2\. I'm not sure what gives this impression? I have a server that is very much
on flaky network, and it federates just fine. The point is that servers can go
online/offline without breaking anything on the whole network.

------
toomim
That was a great article. I learned a lot about encryption in group chats,
which I've always been curious about.

------
javajosh
I think you missed a solution, which is a variant of #2.

To simplify things, consider a single global chat room, on an enormous server
(probably in Salt Lake City), where every person on earth is connected and
have a public/private key-pair, and every person on Earth can read everything
anyone posts. You can post publicly ( anonymously or with a signature), or
privately (pair key) to any individual on Earth. From this starting point, how
do you make private group chats? (This starting point factors out a lot things
we shouldn't worry about, and I think is simpler/nicer than a story about a
Slack admin).

Your solution #1, pairwise encryption, clearly doesn't scale for the sender
(as you point out).

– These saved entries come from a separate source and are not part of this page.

PR #4, opened 2018-02-15
Add multi-language support

richtier:
[this task](https://uktrade.atlassian.net/browse/ED-3417)

translations

translations-api

I downgraded wagtail as `wagtail-modelstranslations` does not support wagtail 2.


stuaxo:
Hey @richtier I've managed to port a couple of wagtail libs to wagtail 2 - it turns out that for most things it's just the imports that moved, so you can port a lot of libs by changing this sort of thing:

```
from wagtail.wagtailadmin.blah import foo
```

To

```
try:
    from wagtail.admin.blah import foo
except ImportError:
    from wagtail.wagtailadmin.blah import foo
```

Which I got from some existing libraries that had ported.



Like this PR, which is a bit larger and includes some django-2 fixes

https://github.com/City-of-Helsinki/wagtail-svgmap/pull/14/files

(Note - they are happy with the PR, I just haven't worked out how to get travis to stop trying to test it with python 2.7, where it definitely won't work)


Or this PR that someone else did

https://github.com/moorinteractive/wagtail-bakery/pull/27/files

Basically, just a bunch of cutting and pasting and the upstream people seem to like it

PR #8, opened 2018-02-21
Add auto translate 

richtier:
[this task](https://uktrade.atlassian.net/browse/ED-3481)

auto-translations


core/templates/core/google-cloud-credentials.html
```diff
@@ -0,0 +1,12 @@
+{
```
richtier: google translate api client requires the credentials to be provided as a file. I added a command `generate_google_translate_cerdentials` to generate it on deployment.

konradko: could use

```
from django.template.loader import get_template_from_string

tpl = Template(get_template_from_string("My name is {{ my_name }}."))
```

core/models.py
```diff
@@ -50,17 +50,20 @@ def draft_url(self):
...
         path = reverse(
             'wagtailadmin_pages:add',
             args=(self._meta.app_label, self._meta.model_name, 2)
         )
         return urljoin(environment_url, path) + '?' + querystring
 
+    def serialize_fields(self):
+        return {
+            key: value for key, value in model_to_dict(self).items()
+            if value is not None
```
sdonk: You can use `filter()`

richtier: will do as a follow up change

It is also aesthetically displeasing.

I feel like your solution #2, though, isn't what I would do, and I'm honestly
surprised that's how WhatsApp, etc. works.

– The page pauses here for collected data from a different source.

PR #13, opened 2018-03-07
Add icon selection to lede

richtier:
[this task](https://uktrade.atlassian.net/browse/ED-3620)

image
image


core/helpers.py
```diff
@@ -22,24 +21,34 @@ def build_translated_fieldname(field_name):
...
-def make_language_panel(content_panels, language_code=None):
-    return [
-        FieldPanel(
-            build_localized_fieldname(content_panel.field_name, language_code),
-            classname=content_panel.classname
-        ) for content_panel in content_panels
-    ]
+def make_language_panel(untranslated_panel, language_code):
+    panel = copy.deepcopy(untranslated_panel)
+    if hasattr(panel, 'field_name'):
```
konradko: what is happening here?

core/helpers.py
```diff
@@ -22,24 +21,34 @@ def build_translated_fieldname(field_name):
...
+    return panel
 
 
-def make_language_panels(content_panels):
-    return [
-        ObjectList(make_language_panel(content_panels, code), heading=name)
-        for code, name in settings.LANGUAGES
-    ]
+def make_language_panels(content_panels, language_code=None):
+    translated_panel_builder = functools.partial(
```
konradko: this needs a docstring or some comments, not sure what is happening here

core/management/commands/upload_icons.py
```diff
@@ -0,0 +1,23 @@
...
+
+from django.core.management import BaseCommand
+from django.conf import settings
+from django.core.files.storage import default_storage
+
+from core import constants
+
+class Command(BaseCommand):
+
+    def handle(self, *args, **options):
```
konradko: why mgm cmd and not CMS user input?

core/tests/test_views.py
```diff
@@ -102,10 +102,14 @@ def test_add_page_prepopulate(
...
 
-    model_as_dict = model_to_dict(
-        translated_page,
-        exclude=['go_live_at', 'expire_at', 'case_study_image']
-    )
+    model_as_dict = model_to_dict(translated_page, exclude=[
+        'go_live_at',
+        'expire_at',
+        'case_study_image',
+        'lede_column_one_icon'
```
konradko: please check with a content designer that this name is familiar

core/wagtail_hooks.py
```diff
@@ -37,3 +39,11 @@ def translate_page(request, page):
     page.save_revision(user=request.user)
 
     return redirect(reverse('wagtailadmin_pages:edit', args=(page.pk,)))
+
+
+@hooks.register('insert_editor_css')
+def editor_css():
```
konradko: what does this do

makefile
```diff
@@ -166,7 +166,7 @@ DEBUG_SET_ENV_VARS := \
 	export AWS_SECRET_ACCESS_KEY=$$DIRECTORY_CMS_AWS_SECRET_ACCESS_KEY
 
 debug_webserver:
-	$(DEBUG_SET_ENV_VARS) && $(DJANGO_WEBSERVER)
+	$(DEBUG_SET_ENV_VARS) && $(UPLOAD_ICONS) && $(DJANGO_WEBSERVER)
```
konradko: why icons cannot be just part of static?

core/helpers.py
richtier: it's taking a list of English "panels" (basically, fields) and adding the french, german, russian, etc counterparts.

That is achieved by cloning the English panel and then changing the `field_name` of the clone.

Some panels are not fields, but really a fieldset - so we also loop over the fieldset's `children` and perform the above behaviour for the children too.

core/management/commands/upload_icons.py
richtier: uploading the icons via management command has no human interaction so is not subject to human error (the user might upload the wrong image, or call it the wrong name, or forget to upload one).

core/wagtail_hooks.py
richtier: [Add additional CSS files or snippets to the page editor.](http://docs.wagtail.io/en/v1.7/reference/hooks.html#insert-editor-css)

makefile
richtier: CMS static files (e.g., CSS files and javascript files needed for the CMS admin interface) are served by the CMS server*.

CMS media files (user-uploaded files that are needed to render the template on e.g., FAS) are served by S3.

the icons would be rendered by .e.g, FAS, so it makes sense to store them in S3 too, rather than served from the CMS server.

*or CloudFront, if the configuration is setup

core/tests/test_views.py
richtier: https://uktrade.atlassian.net/browse/ED-3690

core/management/commands/upload_icons.py
konradko: Don’t we want it to be flexible? Why a list instead of upload?

makefile
konradko: 🤙

core/helpers.py
konradko: Can you please add a comment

My first thought is that a person who wants a shared room creates a
(symmetric) key K for the room, and then distributes K to all invited
participants privately. To remove a user you generate a new K for the room,
and send it to N-1 participants. They all agree to post using the new K (and a
signature).

I don't see a performance issue with this solution. Consider that _every_
message to the "room" causes O(N) fanout. If the rate of "normal" message
addition is _much less_ than the rate of participant addition/subtraction,
well, that's performant enough. (Especially considering a new key for the room
is some relatively small fixed size.)

(In a situation where you have a huge, passive audience and a single emitter,
then yes my proposal will generate a lot of extra unnecessary traffic as
people enter or leave. However, I'd argue that communication like this is
probably better secured through more traditional centrally controlled means,
e.g. a server process with ordinary user accounts that have a connection
status.)

EDIT: There _is_ a coordination problem with my solution, in that you can't
guarantee members will use the new K; it might be useful to have a bot or
something remind anyone who posts using the old K to use the new one instead.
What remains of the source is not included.